----- Records for the exercise -----

PR #1319, opened 2021-07-26
chore: add ci task to compile samples

thiagotnunes:
Since the samples tests are not being run on every PR, we add a step to at least compile the samples to make sure we don't introduce any hard failures.

### DIFF
--- a/.github/workflows/samples.yaml
+++ b/.github/workflows/samples.yaml
@@ -14,10 +14,13 @@ jobs:
         working-directory: samples/snippets
   compile:
     runs-on: ubuntu-latest
+    strategy:
+      matrix:
+        java: [8, 11]
     steps:
     - uses: actions/checkout@v2
     - uses: actions/setup-java@v1
       with:
-        java-version: 8
+        java-version: ${{matrix.java}}
     - name: Compile samples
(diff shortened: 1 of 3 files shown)


.github/workflows/samples.yaml
```diff
@@ -12,3 +12,12 @@ jobs:
       - name: Run checkstyle
         run: mvn -P lint --quiet --batch-mode checkstyle:check
         working-directory: samples/snippets
+  compile:
+    runs-on: ubuntu-latest
+    steps:
+    - uses: actions/checkout@v2
+    - uses: actions/setup-java@v1
+      with:
+        java-version: 8
```
olavloite, line 21: Could we do this for both Java 8 and Java 11? We had a failure in the past where a compilation error would only occur for Java 11 and not for Java 8.

olavloite (approved):
LGTM. If it would be possible to compile using both Java 8 and Java 11, it would be even better =)

.github/workflows/samples.yaml
thiagotnunes: Yup, changed it to compile against Java 8 and 11.

PR #4288, opened 2026-01-06
fix: Retry creation of multiplexed session

sakthivelmanii:
**Description:**

Currently when **multiplexed** session fails with any error, we are storing the exception in the session reference and re-throwing that error to all the subsequent requests. This will cause the library to stall since no further requests will be processed successfully. It's a general expectation that all RPC requests are expected due to CPU, Network, GFE and other factors.

**Proposed solution:**
We will be retrying creation of multiplexed session for the duration of `waitForMinSessions`. If a client is having a cold start issues(higher CPU/memory during initial start), they can increase the `waitForMinSessions` time for the client to retry

### DIFF
--- a/google-cloud-spanner/src/test/java/com/google/cloud/spanner/MultiplexedSessionDatabaseClientMockServerTest.java
+++ b/google-cloud-spanner/src/test/java/com/google/cloud/spanner/MultiplexedSessionDatabaseClientMockServerTest.java
@@ -285,7 +285,7 @@ public class MultiplexedSessionDatabaseClientMockServerTest extends AbstractMock
                     .setUseMultiplexedSession(true)
                     .setUseMultiplexedSessionForRW(true)
                     .setUseMultiplexedSessionPartitionedOps(true)
-                    .setWaitForMinSessionsDuration(Duration.ofSeconds(1))
+                    .setWaitForMinSessionsDuration(Duration.ofMillis(200))
                     .setFailOnSessionLeak()
                     .build())
             .build()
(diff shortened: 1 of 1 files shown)


google-cloud-spanner/src/test/java/com/google/cloud/spanner/MultiplexedSessionDatabaseClientMockServerTest.java
```diff
@@ -210,6 +210,271 @@ public void testMaintainerMaintainsMultipleClients() {
...
+                        "CallOptions deadline exceeded after 22.986872393s. "
+                            + "Name resolution delay 6.911918521 seconds. [closed=[], "
+                            + "open=[[connecting_and_lb_delay=32445014148ns, was_still_waiting]]]")
+                    .asRuntimeException(),
+                Status.DEADLINE_EXCEEDED
+                    .withDescription(
+                        "CallOptions deadline exceeded after 22.986872393s. "
+                            + "Name resolution delay 6.911918521 seconds. [closed=[], "
+                            + "open=[[connecting_and_lb_delay=32445014148ns, was_still_waiting]]]")
+                    .asRuntimeException())));
```
olavloite: If I understand this correctly, then it will wait for 600ms and then return a DEADLINE_EXCEEDED error based on the exceptions. This will again trigger a retry, which will time out. Can we:
1. Lower the wait time to keep the tests as quick as possible
2. Use a different retryable error code for the exceptions to show that the timeout error is really coming from the retry and not the exceptions that are being returned

PR #4292, opened 2026-01-08
feat: add SsFormat encoding library

rahul2393:
This commit adds the foundational SsFormat class that provides sortable string format (ssformat) encoding utilities. This encoding is used by Spanner for key ordering and routing.

Key features:
- Composite tag encoding for interleaved tables
- Signed/unsigned integer encoding (increasing/decreasing)
- String and bytes encoding with proper escaping
- Double encoding with proper sign handling
- Timestamp and UUID encoding
- Null value markers with configurable ordering
- TargetRange class for key range representation

This is part of the experimental location-aware routing for improved latency.

### DIFF
--- a/google-cloud-spanner/src/main/java/com/google/cloud/spanner/spi/v1/SsFormat.java
+++ b/google-cloud-spanner/src/main/java/com/google/cloud/spanner/spi/v1/SsFormat.java
@@ -93,7 +93,7 @@ public final class SsFormat {
   // Offset to make negative timestamp seconds sort correctly
   private static final long TIMESTAMP_SECONDS_OFFSET = 1L << 63;
 
-  public static void appendCompositeTag(GrowableByteArrayOutputStream out, int tag) {
+  public static void appendCompositeTag(UnsynchronizedByteArrayOutputStream out, int tag) {
     if (tag == K_OBJECT_EXISTENCE_TAG || tag <= 0 || tag > K_MAX_FIELD_TAG) {
       throw new IllegalArgumentException("Invalid tag value: " + tag);
     }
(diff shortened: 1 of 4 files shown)


google-cloud-spanner/src/main/java/com/google/cloud/spanner/spi/v1/SsFormat.java
```diff
@@ -0,0 +1,371 @@
...
+                ? ASCENDING_ZERO_ESCAPE
+                : ASCENDING_ZERO_ESCAPE); // After inversion, 0xFF becomes 0x00. Escape for 0x00
+        // (inverted) is F0.
+        // If increasing, 0x00 -> 0x00 F0.
+      } else if (unsignedByte == 0xFF) {
+        out.write((byte) 0xFF);
+        out.write(
+            decreasing
+                ? ASCENDING_FF_ESCAPE
+                : ASCENDING_FF_ESCAPE); // After inversion, 0x00 becomes 0xFF. Escape for 0xFF
```
olavloite: Same as above: Either remove the ternary operation, or add a test that fails with this implementation, and succeeds after fixing this.

google-cloud-spanner/src/main/java/com/google/cloud/spanner/spi/v1/SsFormat.java
```diff
@@ -0,0 +1,371 @@
...
+ * limitations under the License.
+ */
+
+package com.google.cloud.spanner.spi.v1;
+
+import com.google.protobuf.ByteString;
+import java.io.ByteArrayOutputStream;
+import java.nio.charset.StandardCharsets;
+
+public final class SsFormat {
```
olavloite: nit: mark as `@InternalApi`

google-cloud-spanner/src/main/java/com/google/cloud/spanner/spi/v1/SsFormat.java
```diff
@@ -0,0 +1,371 @@
...
+  }
+
+  private SsFormat() {}
+
+  private static final int IS_KEY = 0x80;
+  private static final int TYPE_MASK = 0x7f;
+
+  // HeaderType enum values (selected)
+  private static final int TYPE_UINT_1 = 0;
+  private static final int TYPE_UINT_9 = 8;
```
olavloite: (here and for many of the other constants here): Can we either add some comments, or otherwise change the names of these constants so they are easier to understand. What is `TYPE_UINT_1`? Why is that `0`? And why is `TYPE_UINT_9` equal to `8`?

google-cloud-spanner/src/main/java/com/google/cloud/spanner/spi/v1/SsFormat.java
```diff
@@ -0,0 +1,371 @@
...
+    buf[3] = (byte) (hi >> 32);
+    buf[4] = (byte) (hi >> 24);
+    buf[5] = (byte) (hi >> 16);
+    buf[6] = (byte) (hi >> 8);
+    buf[7] = (byte) hi;
+    buf[8] = (byte) (lo >> 24);
+    buf[9] = (byte) (lo >> 16);
+    buf[10] = (byte) (lo >> 8);
+    buf[11] = (byte) lo;
+    return buf;
```
olavloite: You can simplify this to:

```
    byte[] buf = new byte[12];
    ByteBuffer.wrap(buf).order(ByteOrder.BIG_ENDIAN).putLong(hi).putInt(nanos);
    return buf;
```

google-cloud-spanner/src/main/java/com/google/cloud/spanner/spi/v1/SsFormat.java
```diff
@@ -0,0 +1,322 @@
...
+  public static void appendBoolDecreasing(GrowableByteArrayOutputStream out, boolean value) {
+    // BOOL uses decreasing unsigned int encoding: false=0, true=1, then inverted
+    // For values 0 and 1, payload is always 1 byte
+    int encoded = value ? 1 : 0;
+    out.write(
+        (byte) (IS_KEY | TYPE_DECREASING_UINT_1)); // Header for 1-byte decreasing unsigned int
+    out.write((byte) ((~encoded & 0x7F) << 1)); // Inverted payload
+  }
+
+  private static void appendIntInternal(
```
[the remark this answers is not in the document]
rahul2393: Changed to appendInt64Internal

PR #4300, opened 2026-01-12
chore: remove session pool and only use multiplexed sessions

rahul2393:
This PR removes the legacy SessionPool from the Java Spanner client, transitioning to multiplexed sessions as the only session management mechanism. Multiplexed sessions allow a single session to support multiple parallel transactions, eliminating the need for session pooling.


rahul2393:
Closing this, since we are moving ahead with original PR

PR #4311, opened 2026-01-21
Secure parameters

olavloite:
(Creating Draft PR so it's easier to leave comments)


google-cloud-spanner/src/test/java/com/google/cloud/spanner/connection/ClientContextMockServerTest.java
```diff
@@ -0,0 +1,244 @@
...
+          mockSpanner
+              .getRequestsOfType(CommitRequest.class)
+              .get(0)
+              .getRequestOptions()
+              .getClientContext());
+    }
+  }
+
+  @Test
+  public void testBeginTransaction_PropagatesClientContext() {
```
olavloite: This test seems to be a bit confused about what is the correct/expected behavior.

PR #4316, opened 2026-01-28
feat: ClientContext and secure parameters support

aseering:
Add support for `ClientContext` and secure parameters.


google-cloud-spanner/src/test/java/com/google/cloud/spanner/connection/ClientContextMockServerTest.java
```diff
@@ -0,0 +1,330 @@
...
+      mockSpanner.abortNextStatement();
+
+      connection.setClientContext(CLIENT_CONTEXT);
+      connection.beginTransaction();
+      connection.executeUpdate(INSERT_STATEMENT);
+
+      // We expect multiple ExecuteSqlRequests.
+      // 1. The first one fails with ABORTED. This request includes the BeginTransaction option.
+      // 2. The retry.
+      // Note: precise count depends on Gax retry logic vs Spanner retry logic interaction.
```
olavloite: No, Gax is not involved in this retry logic, and the number of `ExecuteSqlRequests` from this test should always be 2. However, due to the other test in this method above, the number of requests here will be 3, as the requests on the mock server are only cleared after the test method. You can force-clear the requests by calling `mockSpanner.clearRequests()`

PR #4340, opened 2026-02-11
chore: route multi-use read-only txn reads via location-aware cache

rahul2393:
- Added support for multi-use read-only transaction routing so reads/queries are sent to the cached routed server (based
    on routing hints/key ranges) instead of being pinned by transaction affinity/default endpoint.
  - Introduced read-only transaction tracking in KeyAwareChannel to:
      - identify read-only txn IDs from BeginTransaction responses
      - preserve strong/stale leader preference for subsequent requests
      - bypass affinity lookup/recording for those txn IDs
  - Extended ChannelFinder with overloads that allow explicit preferLeader routing for ReadRequest and ExecuteSqlRequest.
  - Ensured cleanup removes both affinity and read-only tracking state when transaction is closed.
  - Added unit tests in KeyAwareChannelTest for:
      - independent per-request routing within the same read-only txn
      - no affinity recording for read-only txns
      - cleanup path coverage.

### DIFF
--- a/google-cloud-spanner/src/main/java/com/google/cloud/spanner/spi/v1/KeyAwareChannel.java
+++ b/google-cloud-spanner/src/main/java/com/google/cloud/spanner/spi/v1/KeyAwareChannel.java
@@ -18,6 +18,8 @@ package com.google.cloud.spanner.spi.v1;
 
 import com.google.api.core.InternalApi;
 import com.google.api.gax.grpc.InstantiatingGrpcChannelProvider;
+import com.google.common.cache.Cache;
+import com.google.common.cache.CacheBuilder;
 import com.google.protobuf.ByteString;
 import com.google.spanner.v1.BeginTransactionRequest;
 import com.google.spanner.v1.CommitRequest;
@@ -51,6 +53,7 @@ import javax.annotation.Nullable;
  */
 @InternalApi
 final class KeyAwareChannel extends ManagedChannel {
+  private static final long MAX_TRACKED_READ_ONLY_TRANSACTIONS = 100_000L;
   private static final String STREAMING_READ_METHOD = "google.spanner.v1.Spanner/StreamingRead";
   private static final String STREAMING_SQL_METHOD =
       "google.spanner.v1.Spanner/ExecuteStreamingSql";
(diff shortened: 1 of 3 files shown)


google-cloud-spanner/src/main/java/com/google/cloud/spanner/spi/v1/KeyAwareChannel.java
```diff
@@ -67,6 +67,9 @@ final class KeyAwareChannel extends ManagedChannel {
   private final Map<String, SoftReference<ChannelFinder>> channelFinders =
       new ConcurrentHashMap<>();
   private final Map<ByteString, String> transactionAffinities = new ConcurrentHashMap<>();
+  // Maps read-only transaction IDs to their preferLeader value.
+  // Strong reads → true (prefer leader), Stale reads → false (any replica).
+  private final Map<ByteString, Boolean> readOnlyTransactions = new ConcurrentHashMap<>();
```
olavloite: nit: could we give the field a more descriptive name? Something like `readOnlyTxPreferLeader`?

google-cloud-spanner/src/main/java/com/google/cloud/spanner/spi/v1/KeyAwareChannel.java
```diff
@@ -325,7 +352,12 @@ public void sendMessage(RequestT message) {
             finder = parentChannel.getOrCreateChannelFinder(databaseId);
             endpoint = finder.findServer(reqBuilder);
           }
-          allowDefaultAffinity = true;
+          if (reqBuilder.hasOptions() && reqBuilder.getOptions().hasReadOnly()) {
```
olavloite: I think that we should add similar logic for `ExecuteSqlRequest` and `ReadRequest`, as those can also include an inlined `BeginTransactionOption`. That might not be something that we use today for read-only transactions, but it is likely to change in the future. (Alternatively, we should have a test that fails if we see an `ExecuteSqlRequest` with an inlined begin. That way we get a signal if this part of the implementation changes in the future, and are forced to fix it here then)

google-cloud-spanner/src/main/java/com/google/cloud/spanner/spi/v1/KeyAwareChannel.java
```diff
@@ -184,12 +187,34 @@ private void clearAffinity(ByteString transactionId) {
       return;
     }
     transactionAffinities.remove(transactionId);
+    readOnlyTransactions.remove(transactionId);
```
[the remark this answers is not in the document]
rahul2393: added bounded cache for this map, if we go beyond it request will follow the default host.

PR #4371, opened 2026-03-02
feat: ability to update credentials on long running client

ldetmer:
This feature introduces the ability to change Service Account credentials on a long running client without having to restart the client.

Usage:
1) Create a MutableCredentials instance wrapping initial Service Account Credentials.
2) Create a client with MutableCredentials created in step 1 
3) Whenever necessary call MutableCredentials.updateCredentials with updated credentials.  The next API call on the client will utilize the new credentials.

### DIFF
--- a/google-cloud-spanner/src/main/java/com/google/cloud/spanner/MutableCredentials.java
+++ b/google-cloud-spanner/src/main/java/com/google/cloud/spanner/MutableCredentials.java
@@ -50,7 +50,8 @@ public class MutableCredentials extends Credentials {
     this(credentials, SpannerOptions.SCOPES);
   }
 
-  public MutableCredentials(@Nonnull ServiceAccountCredentials credentials, @Nonnull Set<String> scopes) {
+  public MutableCredentials(
+      @Nonnull ServiceAccountCredentials credentials, @Nonnull Set<String> scopes) {
     Objects.requireNonNull(credentials, "credentials must not be null");
     Objects.requireNonNull(scopes, "scopes must not be null");
     if (scopes.isEmpty()) {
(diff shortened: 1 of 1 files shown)


google-cloud-spanner/src/main/java/com/google/cloud/spanner/connection/MutableCredentials.java
```diff
@@ -0,0 +1,84 @@
...
+
+  @Override
+  public String getAuthenticationType() {
+    return delegate.getAuthenticationType();
+  }
+
+  @Override
+  public Map<String, List<String>> getRequestMetadata(URI uri) throws IOException {
+    return delegate.getRequestMetadata(uri);
+  }
```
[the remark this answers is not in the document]
ldetmer: ugh, sorry amatuer hour, thanks for bringing up, added these

samples/snippets/pom.xml
```diff
@@ -45,6 +45,7 @@
     <dependency>
       <groupId>com.google.cloud</groupId>
       <artifactId>google-cloud-spanner</artifactId>
+      <version>6.111.1</version>
```
ldetmer: Is this correct? Should I manually add this and then remove once the bom gets released? Or do I want to add samples until this code is released?

google-cloud-spanner/src/main/java/com/google/cloud/spanner/MutableCredentials.java
```diff
@@ -0,0 +1,112 @@
...
+  /**
+   * Replaces the current delegate with a newly scoped credentials instance.
+   *
+   * <p>The provided {@link ServiceAccountCredentials} is scoped using the same scopes that were
+   * supplied when this {@link MutableCredentials} instance was created.
+   *
+   * @param credentials the new base service account credentials to scope and use for client
+   *     authorization.
+   */
+  public void updateCredentials(ServiceAccountCredentials credentials) {
```
lqiu96: Do you think we should we check to ensure that a non-null SA creds is passed in?

lqiu96 (approved):
Thanks! I think this looks good to me. Should cover being able to rotate the creds properly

-----

> [Work task]:
Where a line in the listing above includes the string "will", copy that line.

> [Finished task]:
Currently when **multiplexed** session fails with any error, we are storing the exception in the session reference and re-throwing that error to all the subsequent requests. This will cause the library to stall since no further requests will be processed successfully. It's a general expectation that all RPC requests are expected due to CPU, Network, GFE and other factors.
We will be retrying creation of multiplexed session for the duration of `waitForMinSessions`. If a client is having a cold start issues(higher CPU/memory during initial start), they can increase the `waitForMinSessions` time for the client to retry
olavloite: If I understand this correctly, then it will wait for 600ms and then return a DEADLINE_EXCEEDED error based on the exceptions. This will again trigger a retry, which will time out. Can we:
olavloite: No, Gax is not involved in this retry logic, and the number of `ExecuteSqlRequests` from this test should always be 2. However, due to the other test in this method above, the number of requests here will be 3, as the requests on the mock server are only cleared after the test method. You can force-clear the requests by calling `mockSpanner.clearRequests()`
rahul2393: added bounded cache for this map, if we go beyond it request will follow the default host.
3) Whenever necessary call MutableCredentials.updateCredentials with updated credentials.  The next API call on the client will utilize the new credentials.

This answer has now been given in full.